Market analysis : only individual approach to each currency!
In the master class "Be a Trader with iLearney"
The Year of the Snake could not only be the first year of a global economic recovery, but could also fundamentally change the approaches to exchange rate forecasting. Whereas earlier in the period of recession The scheme, within the framework of which the capital spillover took place on the international market, looked quite simple, now the method of analysis should be more individual in nature.
Risk fleeing and risky currencies
Over the past few years, weakness in macroeconomic indicators of the world's leading economies has signaled a worsening recession and contributed to the the process of "risk-aversion"This has increased interest in "safe haven" currencies. YenThe Swiss franc and the US dollar performed this function due to low interest rates set by the regulators of the issuing countries until the Swiss National Bank, not satisfied with the state of affairs in the Alpine state's economy, pegged the national currency to the then-weakening euro. As a result, the list of "safe havens" was narrowed down to two monetary units.
At the other pole were the so-called "risky currencies"led by the Australian dollar, interest in which has intensified with rumors of a global economic recovery. Today, the rumors have taken a more concrete form. Gradual stabilization in the U.S. labor market, good macroeconomic data on the Chinese economy, aggressive monetary policy in Japan and the ECB's confidence in the imminent end of recession in the Eurozone allow hopes to grow into a gaining confidence.

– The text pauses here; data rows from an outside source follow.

PR #821, opened 2026-05-30
test: guard every outfit tier has a render-path defaults entry

mikelward:
## What

Adds an `entries`-driven exhaustiveness test so a new `OutfitSuggestion.Top` / `OutfitSuggestion.Bottom` tier can't be added without its corresponding entry in the hand-maintained render-path defaults maps (`outfitTopDefaults` / `outfitBottomDefaults`).

## Why

Every outfit render surface — the Compose home-screen icons (`GarmentTopIcon` / `GarmentBottomIcon`), the rasterised notification + widget bitmap (`renderOutfitBitmap`), and the Nest-Hub card (`renderOutfitCard`) — resolves a garment tier's baked fill/stroke through `outfitTopDefaults.getValue(top)` / `outfitBottomDefaults.getValue(bottom)`. `getValue` throws `NoSuchElementException` on a missing key, so a new tier added without its defaults entry compiles cleanly and only blows up **at render time** — on the home screen, in the widget, and in the cast card simultaneously.

That's the same hand-maintained-parallel-structure gap that bit the gloves work (a new garment feeds one structure but skips another). It's the render-path sibling of:
- **#813** — guarded the phraser's `GARMENT_RES_IDS` map
- **#815** — guarded the snapshot `*DeltaC` fields

The `topDrawable` / `bottomDrawable` resolvers are already compiler-guarded (exhaustive `when`s with no `else`), so the missing-drawable case can't compile; the defaults `Map`s are the unguarded ones, so this drives the check off `entries` to close that gap.

## How

Pure-JVM test (the defaults maps are plain Kotlin — no Robolectric), mirroring `AppPaletteTest`'s `.getValue`-lookup guard style:
- every `OutfitSuggestion.Top` is present in `outfitTopDefaults`, and the map carries no extras;
- every `OutfitSuggestion.Bottom` is present in `outfitBottomDefaults`, likewise.

A non-empty result names the offending tier so the fix (add its `GarmentDefaults`) is obvious. When a future third slot lands (e.g. an `OutfitSuggestion.Hands` gloves icon — `ic_outfit_gloves` already exists), its `outfitHandsDefaults` map gets a sibling assertion here.

## Scope

Test-only (one new file under `src/test/`) — `test:` subject prefix, filtered from the Play "What's new". No production change.

## Test plan

`:app:testDebugUnitTest --tests "*OutfitRenderExhaustivenessTest"` — green (7 tops / 5 bottoms all covered, so the assertions are meaningful). Verified locally against the Android SDK.

https://claude.ai/code/session_01HMjFrx4mng9MUrQ4ZDdKLX

---
_Generated by [Claude Code](https://claude.ai/code/session_01HMjFrx4mng9MUrQ4ZDdKLX)_


mikelward:
The snapshot-regen bot added **2 new baseline PNGs** in `8920e5c` — and they're unrelated to this test-only change. The gloves preview *tests* (`clothing_gloves`, `clothing_thick_jacket_with_gloves`) landed on `main` in commit `7392eee`, but their baseline PNGs were never committed, so the first CI run on any branch regenerates them. That happened to be this branch. They're correct baselines; embedding here since binary diffs don't render in the GitHub mobile app:

**`clothing_gloves.png`** (new)

clothing_gloves

**`clothing_thick_jacket_with_gloves.png`** (new)

clothing_thick_jacket_with_gloves

No action needed on the icons themselves — this just fills a pre-existing baseline gap on `main`. Flagging in case you'd rather these baselines land via a separate `test:` commit instead of riding along here.

---

PR #822, opened 2026-05-30
Point smart-home and cast errors at likely network or firewall causes

mikelward:
## What

Follow-up to the delivery-failure banners (#814). When MQTT or Cast delivery fails, the error message now helps the user tell a **network / firewall** problem from a **service** problem, instead of dumping a raw exception string.

Before, a failed MQTT publish surfaced something like:

> `AnnotatedNoRouteToHostException: No route to host`

Now it surfaces:

> Couldn't reach the broker at `192.168.1.50:1883` — the phone may be on a different network, or a firewall is blocking it. (`NoRouteToHostException: No route to host`)

The raw exception is kept in parentheses for the bug report; the lead is plain English.

### Hints by cause

| Cause | MQTT message leads with… |
|---|---|
| DNS / unknown host | name + "check the address, and that this phone is on the same network as your broker" |
| No route | "the phone may be on a different network, or a firewall is blocking it" |
| Connection refused | "check it's running and listening on port N" |
| Timeout | "the broker may be offline, or a firewall is silently dropping the connection" |
| TLS handshake | "check the \"Use TLS\" setting matches your broker and that its certificate is valid" |

**Cast:** its typed failures already carried network wording (display not found on the network, no LAN address, display didn't fetch — check the LAN). This adds the same hint to the generic *unexpected-failure* fallback (e.g. the phone's media server couldn't bind / be reached). Non-network failures (broker ACL rejection, etc.) are surfaced unchanged.

## How

- New `app.clothescast.net.classifyNetworkError` walks a throwable's cause chain (depth-bounded, cycle-safe) and classifies it as `UNKNOWN_HOST` / `NO_ROUTE` / `CONNECTION_REFUSED` / `TIMEOUT` / `TLS`, or `null` when it isn't a connection-layer failure.
- Matches on exception **type**, not message text, so it's robust across Android versions and locales. HiveMQ/Netty wrap socket errors in `Annotated…` subclasses of the `java.net` types, so the `is` checks catch them; a suffix-based class-name fallback covers any non-subclassing wrapper.
- `MqttPublisher` and `CastInsightController` map the classification to domain-specific wording (broker vs. display) and fall back to the raw message when it returns `null`.

## Privacy

No change to what leaves the device. These strings are built on-device from local socket/TLS exceptions plus the user's own configured broker host/port, and are shown in the same on-device surfaces (Today banner, Smart Home settings, bug report) as before.

## Test plan

- New `NetworkErrorHintTest` covers each kind, the cause-chain walk, the Netty-wrapper name fallback, the refused-vs-no-route split, the non-network → `null` case, and the depth bound.
- New `MqttPublisherTest` cases assert the friendly hint (host:port + firewall guidance) appears for a no-route/unknown-host failure, that a non-network broker rejection keeps its raw message, and that `networkHintFor` wording covers each kind.
- `./gradlew :core:domain:test :core:data:test :app:testDebugUnitTest :app:assembleDebug` — green.

https://claude.ai/code/session_01BCdgkSPetCxDH6xYP5Wddn

---
_Generated by [Claude Code](https://claude.ai/code/session_01BCdgkSPetCxDH6xYP5Wddn)_


mikelward:
The snapshot bot's `ci: regenerate UI snapshots` (`a3509fb`) added two **new** snapshots — `clothing_gloves` and `clothing_thick_jacket_with_gloves`. These are unrelated to this PR's network-hint change: the gloves garment previews already exist in `GarmentDrawablePreviews.kt` on `main`, but their PNGs were never committed, so the first run on any branch that triggers a regen fills the gap. Harmless, `ci:`-prefixed so it stays out of the Play changelog. Inline for phone review (added files, new version only):

**clothing_gloves**

clothing_gloves

**clothing_thick_jacket_with_gloves**

clothing_thick_jacket_with_gloves

---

The dollar is the market's new savior currency
The end of last year and the beginning of this year brought another important feature in the development of the currency market: the Japanese yen was removed from the list of "safe havens".. The position of the government of the country of the rising sun, which seriously undertook to stimulate GDP growth and inflation, led to a significant devaluation of the national currency. As a result, the role of a universal safe haven was assumed by the US dollar, the weakness of which at the beginning of the year was determined by the processes described above.
On the other hand, the unwillingness of the Reserve Bank of Australia to strengthen its own currency and the steps taken in this regard in the form of multiple cuts in the main interest rate have led to the fact that the status of "risky currency" is becoming more and more blurred.
Individual approach
In my opinion, in the current environment, forecasting the future dynamics of a currency pair will require individual approach. This point of view is confirmed by analyzing real interest rates of different countries.
Selected indicators of the leading countries of the world whose currencies are characterized by the greatest liquidity.
The weakest currency looks to be the British pound sterlingThis is due to the negative real yields on the assets of Foggy Albion. The British currency, which has long served as a European "safe harbor", is now experiencing the consequences of capital flows from its own economy to the potentially recession-ready eurozone economy.
The status of "risky currency" continues to pressure the Australian dollar, but the National Bank of Switzerland in the current conditions should take care of more radical steps aimed at devaluation of the franc. After all, in the conditions of global economic recovery, high real interest rate is sharpening investor interest in the currency.
Thus, the change of scenery in the world economy requires more in-depth fundamental research from traders. The previous simple schemes are becoming ineffective and require significant adjustments. The more interesting it will be to observe the dynamics of currency exchange rates in the year of the Snake.